What Berkeley approved and why

Berkeley’s City Council approved an ordinance that allows property owners to sell accessory dwelling units, including backyard cottages and other ADUs, as condominiums. The change was approved Tuesday night and is intended to create more opportunities for people to own a home in Berkeley’s expensive housing market.

Councilmember Brent Blackaby said the council was trying to expand housing inventory that would be available for less than $1 million—“and hopefully substantially less than $1 million,” according to remarks at the meeting. The story says Berkeley’s median price for a single-family home hovers around $1.4 million, and that almost no new condos have been built for decades.

State and local laws had long prevented homeowners from splitting accessory units off their main home and selling them as a separate property. That authority shifted after a 2023 state law, AB 1033, gave cities the ability to allow those sales, and San Jose became the first California city to do so last year, the story reports.

How ADU-to-condo sales would work

Under the ordinance approved by Berkeley’s City Council, property owners would typically be able to get fast-tracked approval to convert ADUs into condos. The AP story says the process would not require a public hearing or appeals process, and it would also waive the fee the city typically charges to convert rental apartments into condos.

The ordinance would require homeowners to submit a map to the city showing how they plan to split up their property. It also gives tenants in certain older ADUs covered by rent control a three-month window to make the first offer to buy their units.

The AP story describes ADUs as a major source of new housing in Berkeley, used by homeowners for rental income or for space for family members such as aging parents or people struggling with housing costs. It says the city has issued just over 100 building permits for ADUs on average each year since 2018.

Recusals and the tenant-protection fight

The story reports that two councilmembers recused themselves from Tuesday’s discussion of the sale proposal because of personal ties to ADUs. It says Rashi Kesarwani left the dais because she owns a home with an accessory unit, and it says Igor Tregub rents one.

Councilmembers supported the basic idea of expanding homeownership, but they were divided over tenant protections. Councilmember Cecilia Lunaparra proposed amendments aimed at ensuring ADU tenants are not forced out when ADUs go up for sale.
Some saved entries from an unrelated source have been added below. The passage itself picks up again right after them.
PR #4913, opened 2021-09-30
refactor(widgetParams): enforce contract in a convenient way

Haroenv:
**Summary**

the code of getWidgetAttribute was error-prone as it hides errors. In an effort to simplify the code, I changed the type of `widgetParams`

**Result**

 - unrelated errors aren't caught in dynamic widgets
 - slightly change the return of getWidgetRenderState


francoischalifour (commented):
That looks better to me, although we need to fix other types as the CI shows.

PR #4917, opened 2021-10-06
feat(dynamicWidgets): request wildcard facets by default

Haroenv:
**Summary**

make sure only one network request happens on mount of dynamic widgets, and no extra request when the requested widgets change

**Result**

use https://github.com/algolia/algoliasearch-helper-js/pull/874 if the wildcard is requested (with a new option)


seafoox:
Can you please provide an example for each of the case
- Default behaviour with * used
- Sequential behaviour where we wait the response from the first query in order to know what facet to retrieve value for.

I think understand that people would need to use wildcardFacets=true|false, but would like to confirm my understanding.

Thanks,

PR #4920, opened 2021-10-11
docs(dynamicWidgets): implement tsdoc for parameters

Haroenv:
**Summary**

Adds tsdoc documentation for the widget parameters of dynamic widgets

**Result**

No undocumented parameters


Haroenv:
@sarahdayan we can add link tags, but in a separate PR, as it would be inconsistent with the other documentation

PR #4930, opened 2021-10-15
fix(types): export correct types from search-insights

eunjae-lee:
**Summary**

This PR exports the correct types from `search-insights` package instead of having own types within the repo.

This fixes https://github.com/algolia/search-insights.js/issues/330

**Result**

It works the same, but likely no (or less) type errors.


Haroenv:
are the files which are in the *ignore* field of the tsconfig still needed to be there now that it's listed as a dependency @eunjae-lee ?

PR #4933, opened 2021-10-19
fix(router): skip history push on browser back and forward actions

### LINKED ISSUE #4740: Incorrect behavior on back action of browser history
## 🐛 Bug description

Incorrect behavior of the browser history on back action: User should click twice to get to previous page in browser history.

## 🔍 Bug reproduction

1. Go to `https://instantsearchjs.netlify.app/examples/e-commerce/`
2. Scroll down to pagination and click on second page.
3. After that, click on third page
4. Now try to click on browser's back button - it navigates to previous state (second page) correctly.
5. Try to click on browser's back button again - now it doesn't works correctly. In the result you will be still on the second page instead of first one.

## 💭 Expected behavior

Using browser's back button I expects previous state on each click.

## Environment

- OS: Linux / macOS
- Browser: any
- Version: instantsearch.js 4.20

## Additional context

Look at the flow in `window.addEventListener('popstate', this._onPopState);`. The issue causes because in `AlgoliaSearchHelper.prototype.setState` new instance of SearchParameters is created, so it will be always true for `if (state !== this.state) {` in `AlgoliaSearchHelper.prototype._change`. After that pushState is called.

pliusnin:
**Summary**

Issue was reported here https://github.com/algolia/instantsearch.js/issues/4740
The main issue is that after popstate event is fired, router.write method is called where pushState confuse the browser history. So next time you try to go back wrong state will be used. Fix will prevent pushState on popstate event.

**Result**

Closes #4740

### DIFF
--- a/.eslintrc.js
+++ b/.eslintrc.js
@@ -66,13 +66,13 @@ module.exports = {
       files: ['*.ts', '*.tsx'],
       // this is the same files as ignored in tsconfig.json
       excludedFiles: [
-        "examples/**/*",
-        "es",
+        'examples/**/*',
+        'es',
         // these two files are temporarily excluded because
         // they import files from node_modules/search-insights directly
         // and it causes the type-checking to fail.
-        "src/middlewares/__tests__/createInsightsMiddleware.ts",
-        "test/mock/createInsightsClient.ts"
+        'src/middlewares/__tests__/createInsightsMiddleware.ts',
+        'test/mock/createInsightsClient.ts',
       ],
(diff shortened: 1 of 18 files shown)


Haroenv:
I think the idea of this fix is correct, thanks!  however it might be more correct to avoid the write in routing manager if it came from the callback of onUpdate, what do you think?

pliusnin:
I've double checked and I think we have to keep the check on history router level as it's the issue related on this, not on Router Manager.

PR #5943, opened 2023-11-23
poc: warn added widgets require missing clients

dhayab:
**Summary**

**Result**

### DIFF
--- a/packages/instantsearch.js/src/connectors/frequently-bought-together/connectFrequentlyBoughtTogether.ts
+++ b/packages/instantsearch.js/src/connectors/frequently-bought-together/connectFrequentlyBoughtTogether.ts
@@ -1,12 +1,13 @@
 import { getFrequentlyBoughtTogether } from '@algolia/recommend-core';
+
 import {
-  SendEventForHits,
   checkRendering,
   createDocumentationMessageGenerator,
   createSendEventForHits,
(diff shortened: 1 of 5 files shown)


packages/instantsearch.js/src/connectors/frequently-bought-together/connectFrequentlyBoughtTogether.ts
```diff
@@ -52,6 +53,8 @@ const connectFrequentlyBoughtTogether: FrequentlyBoughtTogetherConnector =
       return {
         $$type: 'ais.frequentlyBoughtTogether',
 
+        requires: ['recommendClient'],
```
Haroenv, line 56: not related to the api, but personally I think what we should do is replace getWidgetSearchParameters with

```
getWidgetParameters() {
  return {
    search: ...,
    recommend: ...,
  }
}
```

(we can detect that the same in index of course, but it seems less hardcoded)

Haroenv: main difference is that you don't redo the work twice, once for checking and once for actually setting the parameters. If we have getWidgetParameters, you just translate the parameters, then check if anything set parameters for the reco client.

PR #5946, opened 2023-11-29
fix(cache-hydration): normalize params returned from response

aymeric-giraudet:
**Summary**

There are discrepancies between how different versions of the search engine serialize query parameters.
This makes it so this caching solution does not work with all engines.

**Result**

We can normalize the params returned from the request so that it matches the same format as the one used by the search client.

### DIFF
--- a/packages/instantsearch.js/src/lib/utils/hydrateSearchClient.ts
+++ b/packages/instantsearch.js/src/lib/utils/hydrateSearchClient.ts
@@ -62,7 +62,7 @@ export function hydrateSearchClient(
         params: serializeQueryParameters(request.params!),
       }));
 
-      return (client as ClientV3_4).transporter.responsesCache.get(
+      return (client as unknown as ClientV3_4).transporter.responsesCache.get(
         {
           method: 'search',
           args: [requestsWithSerializedParams, ...methodArgs],
@@ -73,7 +73,7 @@ export function hydrateSearchClient(
       );
     };
 
-    (client as ClientV3_4).transporter.responsesCache.set(
+    (client as unknown as ClientV3_4).transporter.responsesCache.set(
       {
         method: 'search',
         args: cachedRequest,
--- a/packages/instantsearch.js/src/lib/utils/hydrateSearchClient.ts
+++ b/packages/instantsearch.js/src/lib/utils/hydrateSearchClient.ts
@@ -1,10 +1,18 @@
-// @ts-nocheck (types to be fixed during actual implementation)
-import qs from 'qs';
+import type {
+  SearchClient,
+  InitialResults,
+  ClientV3_4,
+  SearchOptions,
+  SearchResponse,
+} from '../../types';
 
-import type { InitialResults, SearchClient } from '../../types';
+type ClientWithCache = SearchClient & { cache: Record<string, string> };
 
 export function hydrateSearchClient(
-  client: SearchClient,
+  client: SearchClient & {
+    _cacheHydrated?: boolean;
+    _useCache?: boolean;
+  },
   results?: InitialResults
 ) {
   if (!results) {
@@ -16,11 +24,26 @@ export function hydrateSearchClient(
   // - Third party clients (detected by the `addAlgoliaAgent` function missing)
 
   if (
-    (!client.transporter || client._cacheHydrated) &&
+    (!('transporter' in client) || client._cacheHydrated) &&
     (!client._useCache || typeof client.addAlgoliaAgent !== 'function')
   ) {
     return;
   }
+
+  const cachedRequest = Object.keys(results).map((key) =>
+    results[key].results.map((result) => ({
+      indexName: result.index,
+      // We normalize the params received from the server as they can
+      // be serialized differently depending on the engine.
+      params: serializeQueryParameters(
+        deserializeQueryParameters(result.params)
+      ),
+    }))
+  );
+  const cachedResults = Object.keys(results).reduce<Array<SearchResponse<any>>>(
+    (acc, key) => acc.concat(results[key].results),
+    []
+  );
 
   // Algoliasearch API Client >= v4
   // To hydrate the client we need to populate the cache with the data from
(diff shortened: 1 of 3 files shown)


packages/instantsearch.js/src/lib/utils/hydrateSearchClient.ts
```diff
@@ -58,7 +60,9 @@ export function hydrateSearchClient(
               acc.concat(
                 results[key].results.map((request) => ({
```
Haroenv, line 61: name is wrong, should be result

packages/instantsearch.js/src/lib/utils/hydrateSearchClient.ts
```diff
@@ -1,4 +1,6 @@
 // @ts-nocheck (types to be fixed during actual implementation)
+import qs from 'qs';
```
Haroenv, line 2: not sure if the parsing is complex, `=` is encoded so we probably can do `split('&').reduce((acc, curr) => {const [key, val] = curr.split('='); acc[key] = val; return acc;}, {})` for the parse? 

that avoids leaking qs through more of the code base

Haroenv: if we had the browser support, it could use URLSearchParams or FormData, but we can't for now, but that's no big loss I guess

aymeric-giraudet: Well we would have to handle arrays as well as keys without `=` since that's what the other engine does.
I'll look into the other solution which to put the request in `initialResults`, at this point I think it's less trouble than writing our own parsing function which would have to be thoroughly tested

packages/instantsearch.js/src/lib/utils/hydrateSearchClient.ts
```diff
@@ -56,9 +58,11 @@ export function hydrateSearchClient(
...
             (acc, key) =>
               acc.concat(
-                results[key].results.map((request) => ({
-                  indexName: request.index,
-                  params: request.params,
+                results[key].results.map((result) => ({
+                  indexName: result.index,
+                  // We normalize the params received from the server as they can
+                  // be serialized differently depending on the engine.
+                  params: serializeQueryParameters(qs.parse(result.params)),
```
Haroenv, line 65: while this helps in some cases (different normalisation), this isn't actually what the client does:

https://github.com/algolia/algoliasearch-client-javascript/blob/075b9fa2eeb83b12700d7c9c402f0520ab04681c/packages/transporter/src/createTransporter.ts#L88-L95

it uses the params from the request to create the key, and therefore no normalisation is needed. Obviously it's annoying that we need to re-implement createMappedRequestOptions instead, but I think it's a more correct solution.

packages/instantsearch.js/src/lib/utils/hydrateSearchClient.ts
```diff
@@ -85,9 +89,9 @@ export function hydrateSearchClient(
       requests: Object.keys(results).reduce(
         (acc, key) =>
           acc.concat(
-            results[key].rawResults.map((request) => ({
-              indexName: request.index,
-              params: request.params,
+            results[key].rawResults.map((result) => ({
+              indexName: result.index,
+              params: serializeQueryParameters(qs.parse(result.params)),
```
Haroenv, line 94: it might or might not be right, but in v3 this is how the cache key is computed, also from the parameters, not from the result: 

https://github.com/algolia/algoliasearch-client-javascript/blob/5c1ce1308749aa0807940456393aa23ae46fb9eb/src/AlgoliaSearchCore.js#L232-L240

packages/instantsearch.js/src/lib/utils/hydrateSearchClient.ts
aymeric-giraudet: The problem is we don't have access to the request, but yeah the shape shouldn't be different

packages/instantsearch.js/src/lib/utils/hydrateSearchClient.ts
aymeric-giraudet:
```js
query.split('&').reduce((acc, curr) => {const [key, val] = curr.split('='); acc[key] = val ? decodeURIComponent(val) : '' ; return acc;}, {})
```

This seems to work fine actually, we don't need to parse the arrays

packages/instantsearch.js/src/lib/utils/hydrateSearchClient.ts
```diff
@@ -80,40 +90,36 @@ export function hydrateSearchClient(
...
+        results: Object.keys(results).map((key) => results[key].results),
       }),
     };
   }
 }
 
+function deserializeQueryParameters(parameters: string) {
+  return parameters.split('&').reduce<Record<string, any>>((acc, parameter) => {
+    const [key, value] = parameter.split('=');
+    acc[key] = value ? decodeURIComponent(value) : '';
```
Haroenv, line 110: don't think it's worth deviating from the design, but instead of decode/encode uri component, we could simplify it and leave params uri encoded

Haroenv (approved):
Still would like us to look into making sure we pass the `params` from server -> client as well to avoid this duplicate work, but that can be done later

packages/instantsearch.js/src/lib/utils/hydrateSearchClient.ts
aymeric-giraudet: Actually I can't as it's also used in the mocked `client.search` which has decoded params, or I'd have to put a boolean or something. Don't know if it's worth it.

packages/instantsearch.js/src/lib/utils/hydrateSearchClient.ts
Haroenv: Yes, the format is `encodeURI(param)=encodeURI(JSON.stringify(val))` I believe

dhayab (approved):

PR #5949, opened 2023-11-29
fix(nextjs): prevent onUpdate/onStateChange on own write

Haroenv:
**Summary**

Essentially, because we use router.push to write the URLs, we can't distinguish from a third-party URL/route update, which obviously should be taken in account for InstantSearch compared to a push we do ourselves in push/write, of which InstantSearch is already aware.

Impact this would be preventing is double `onStateChange` calls when you're using next routing (CR-5006)

As far as i can tell react-instantsearch-nextjs doesn't have this issue as it doesn't listen to the route change event (is that an oversight?)

**Result**

no duplicate `onStateChange` when you're using React InstantSearch router nextjs


packages/react-instantsearch-router-nextjs/__tests__/e2e/onStateChange.test.ts
```diff
@@ -0,0 +1,65 @@
...
+      const output = await $('output#onStateChange');
+      expect(await output.getText()).toBe('1');
+    });
+  });
+
+  describe('InstantSearch', () => {
+    it('works when not on a i18n route', async () => {
+      await browser.url('/');
+
+      console.log(document.body.innerHTML);
```
Haroenv, line 38:
```suggestion
```

packages/react-instantsearch-router-nextjs/__tests__/e2e/onStateChange.test.ts
```diff
@@ -0,0 +1,65 @@
...
+
```
Haroenv, line 39:
```suggestion

```

packages/react-instantsearch-router-nextjs/__tests__/e2e/onStateChange.test.ts
```diff
@@ -0,0 +1,62 @@
...
+      const output = await $('output#onStateChange');
+      expect(await output.getText()).toBe('1');
+    });
+  });
+
+  describe('InstantSearch', () => {
+    it('works when not on a i18n route', async () => {
+      await browser.url('/');
+      const refinementLink = await $('.ais-RefinementList-labelText=Apple');
```
Haroenv, line 37:
```suggestion
      await browser.url('/');

      const refinementLink = await $('.ais-RefinementList-labelText=Apple');
```

packages/react-instantsearch-router-nextjs/src/index.ts
```diff
@@ -161,6 +167,7 @@ export function createInstantSearchRouterNext<TRouteState = UiState>(
       singletonRouter.push(url, undefined, {
         shallow: true,
       });
+      // lastPushFromThis = true;
```
Haroenv, line 170:
```suggestion
      lastPushFromThis = true;
```

examples/react/next-routing/pages/index.tsx
```diff
@@ -69,7 +70,13 @@ export default function HomePage({ serverState, url }: HomePageProps) {
           }),
         }}
         insights={true}
+        // only for tests
+        onStateChange={({ uiState, setUiState }) => {
+          setOnStateChangeCalled((times) => times + 1);
+          setUiState(uiState);
+        }}
       >
+        <output id="onStateChange">{onStateChangeCalled}</output>
```
Haroenv, line 79: I think we probably should either have this in a test.tsx file or a separate example, what do you think?

Haroenv (commented):
can't approve because I made the original PR, but LGTM @aymeric-giraudet

dhayab (approved):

Lunaparra proposed barring property owners who evict ADU tenants with a “no-fault” eviction from converting the unit into a condo for five years. She also proposed imposing the city’s Affordable Housing Mitigation Fee on ADU-to-condo conversions unless the owner agrees to subject the unit to rent control if the owner rents it out.

In remarks included in the story, Lunaparra said: “The fundamental question right now is how to balance the stability of ADU tenants and the opportunities for potential future ADU homeowners.” She also said she would like to buy a condo home in Berkeley and start a family there, and she opposed displacing current young tenants in ADUs.

The AP story says the amendments were backed at the meeting by members of Berkeley’s Rent Stabilization Board, several UC Berkeley students, and a representative from the “Yes-In-My-Backyard” organization East Bay for Everyone. The story also says Berkeley has generally limited tenant protections for accessory units, particularly those built in homeowners’ backyards, which are not subject to rent control or limits on no-fault evictions.

Why some councilmembers opposed the changes

Most councilmembers opposed Lunaparra’s most substantial tenant-protection amendments, according to the story, saying the regulations and potential new fees could discourage property owners from converting ADUs into condos or building them in the first place. The story also says the Berkeley Property Owners Association, a landlord advocacy group, opposed Lunaparra’s proposal.

Councilmember Terry Taplin said he was committed to increasing pathways and opportunities for homeownership, and he described condo conversion as a useful tool while warning against creating impediments that could chill ADU production.

Narrowed amendment fails; ordinance passes 6-1

After the limited support for her broader amendments, Lunaparra pared back her proposal to a single change requiring a three-month “right of first refusal” period for all ADU tenants, not only tenants covered by rent control. The story says that revised amendment narrowly failed: Lunaparra, councilmembers Ben Bartlett and Shoshana O’Keefe, and Mayor Adena Ishii voted in favor, leaving it one vote short of the five needed to pass.

According to the story’s vote breakdown, the amendment was opposed by Taplin, Blackaby, and Mark Humbert. The council then voted 6-1 to approve the ordinance changes without Lunaparra’s amendments, with Lunaparra casting the lone no vote.